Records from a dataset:
- - - - -

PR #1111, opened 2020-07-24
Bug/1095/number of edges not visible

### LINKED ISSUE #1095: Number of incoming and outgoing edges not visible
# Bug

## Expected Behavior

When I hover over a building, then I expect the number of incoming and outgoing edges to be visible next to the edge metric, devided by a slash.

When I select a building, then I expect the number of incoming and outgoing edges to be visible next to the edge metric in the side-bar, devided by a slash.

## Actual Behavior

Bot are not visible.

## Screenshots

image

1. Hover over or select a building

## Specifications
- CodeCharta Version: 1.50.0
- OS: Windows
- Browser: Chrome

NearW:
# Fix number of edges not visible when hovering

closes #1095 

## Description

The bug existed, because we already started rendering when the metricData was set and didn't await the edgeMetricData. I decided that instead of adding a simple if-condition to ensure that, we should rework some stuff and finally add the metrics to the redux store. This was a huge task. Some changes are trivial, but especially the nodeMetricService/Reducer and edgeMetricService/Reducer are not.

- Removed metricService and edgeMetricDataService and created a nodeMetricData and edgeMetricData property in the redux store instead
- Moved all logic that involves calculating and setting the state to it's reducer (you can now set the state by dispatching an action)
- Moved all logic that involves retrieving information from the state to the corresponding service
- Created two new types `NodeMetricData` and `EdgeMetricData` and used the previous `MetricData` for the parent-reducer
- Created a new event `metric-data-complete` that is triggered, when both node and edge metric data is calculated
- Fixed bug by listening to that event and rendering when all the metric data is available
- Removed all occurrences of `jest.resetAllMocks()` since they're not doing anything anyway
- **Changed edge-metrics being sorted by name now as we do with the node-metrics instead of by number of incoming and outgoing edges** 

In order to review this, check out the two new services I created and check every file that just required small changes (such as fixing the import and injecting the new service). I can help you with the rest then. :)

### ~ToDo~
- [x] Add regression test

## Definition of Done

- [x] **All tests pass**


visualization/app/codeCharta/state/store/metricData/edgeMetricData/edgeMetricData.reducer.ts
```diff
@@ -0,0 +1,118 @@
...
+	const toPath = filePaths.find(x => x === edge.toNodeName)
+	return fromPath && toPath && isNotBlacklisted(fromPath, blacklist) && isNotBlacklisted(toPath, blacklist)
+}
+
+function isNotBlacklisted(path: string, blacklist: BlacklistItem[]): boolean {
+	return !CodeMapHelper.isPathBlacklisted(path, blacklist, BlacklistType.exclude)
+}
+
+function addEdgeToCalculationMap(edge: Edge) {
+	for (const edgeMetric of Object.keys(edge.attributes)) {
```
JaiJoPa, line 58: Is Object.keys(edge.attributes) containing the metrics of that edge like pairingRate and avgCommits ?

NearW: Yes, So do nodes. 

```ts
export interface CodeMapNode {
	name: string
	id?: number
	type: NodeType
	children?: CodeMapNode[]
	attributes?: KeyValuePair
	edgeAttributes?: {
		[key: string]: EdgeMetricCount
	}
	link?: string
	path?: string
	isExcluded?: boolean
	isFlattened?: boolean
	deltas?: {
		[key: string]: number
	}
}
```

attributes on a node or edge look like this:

- - - - -

Every line of the data above should be copied exactly.

PR #1111, opened 2020-07-24
Bug/1095/number of edges not visible

### LINKED ISSUE #1095: Number of incoming and outgoing edges not visible
# Bug

## Expected Behavior

When I hover over a building, then I expect the number of incoming and outgoing edges to be visible next to the edge metric, devided by a slash.

When I select a building, then I expect the number of incoming and outgoing edges to be visible next to the edge metric in the side-bar, devided by a slash.

## Actual Behavior

Bot are not visible.

## Screenshots

image

1. Hover over or select a building

## Specifications
- CodeCharta Version: 1.50.0
- OS: Windows
- Browser: Chrome

NearW:
# Fix number of edges not visible when hovering

closes #1095 

## Description

The bug existed, because we already started rendering when the metricData was set and didn't await the edgeMetricData. I decided that instead of adding a simple if-condition to ensure that, we should rework some stuff and finally add the metrics to the redux store. This was a huge task. Some changes are trivial, but especially the nodeMetricService/Reducer and edgeMetricService/Reducer are not.

- Removed metricService and edgeMetricDataService and created a nodeMetricData and edgeMetricData property in the redux store instead
- Moved all logic that involves calculating and setting the state to it's reducer (you can now set the state by dispatching an action)
- Moved all logic that involves retrieving information from the state to the corresponding service
- Created two new types `NodeMetricData` and `EdgeMetricData` and used the previous `MetricData` for the parent-reducer
- Created a new event `metric-data-complete` that is triggered, when both node and edge metric data is calculated
- Fixed bug by listening to that event and rendering when all the metric data is available
- Removed all occurrences of `jest.resetAllMocks()` since they're not doing anything anyway
- **Changed edge-metrics being sorted by name now as we do with the node-metrics instead of by number of incoming and outgoing edges** 

In order to review this, check out the two new services I created and check every file that just required small changes (such as fixing the import and injecting the new service). I can help you with the rest then. :)

### ~ToDo~
- [x] Add regression test

## Definition of Done

- [x] **All tests pass**


visualization/app/codeCharta/state/store/metricData/edgeMetricData/edgeMetricData.reducer.ts
```diff
@@ -0,0 +1,118 @@
...
+	const toPath = filePaths.find(x => x === edge.toNodeName)
+	return fromPath && toPath && isNotBlacklisted(fromPath, blacklist) && isNotBlacklisted(toPath, blacklist)
+}
+
+function isNotBlacklisted(path: string, blacklist: BlacklistItem[]): boolean {
+	return !CodeMapHelper.isPathBlacklisted(path, blacklist, BlacklistType.exclude)
+}
+
+function addEdgeToCalculationMap(edge: Edge) {
+	for (const edgeMetric of Object.keys(edge.attributes)) {
```
JaiJoPa, line 58: Is Object.keys(edge.attributes) containing the metrics of that edge like pairingRate and avgCommits ?

NearW: Yes, So do nodes. 

```ts
export interface CodeMapNode {
	name: string
	id?: number
	type: NodeType
	children?: CodeMapNode[]
	attributes?: KeyValuePair
	edgeAttributes?: {
		[key: string]: EdgeMetricCount
	}
	link?: string
	path?: string
	isExcluded?: boolean
	isFlattened?: boolean
	deltas?: {
		[key: string]: number
	}
}
```

attributes on a node or edge look like this:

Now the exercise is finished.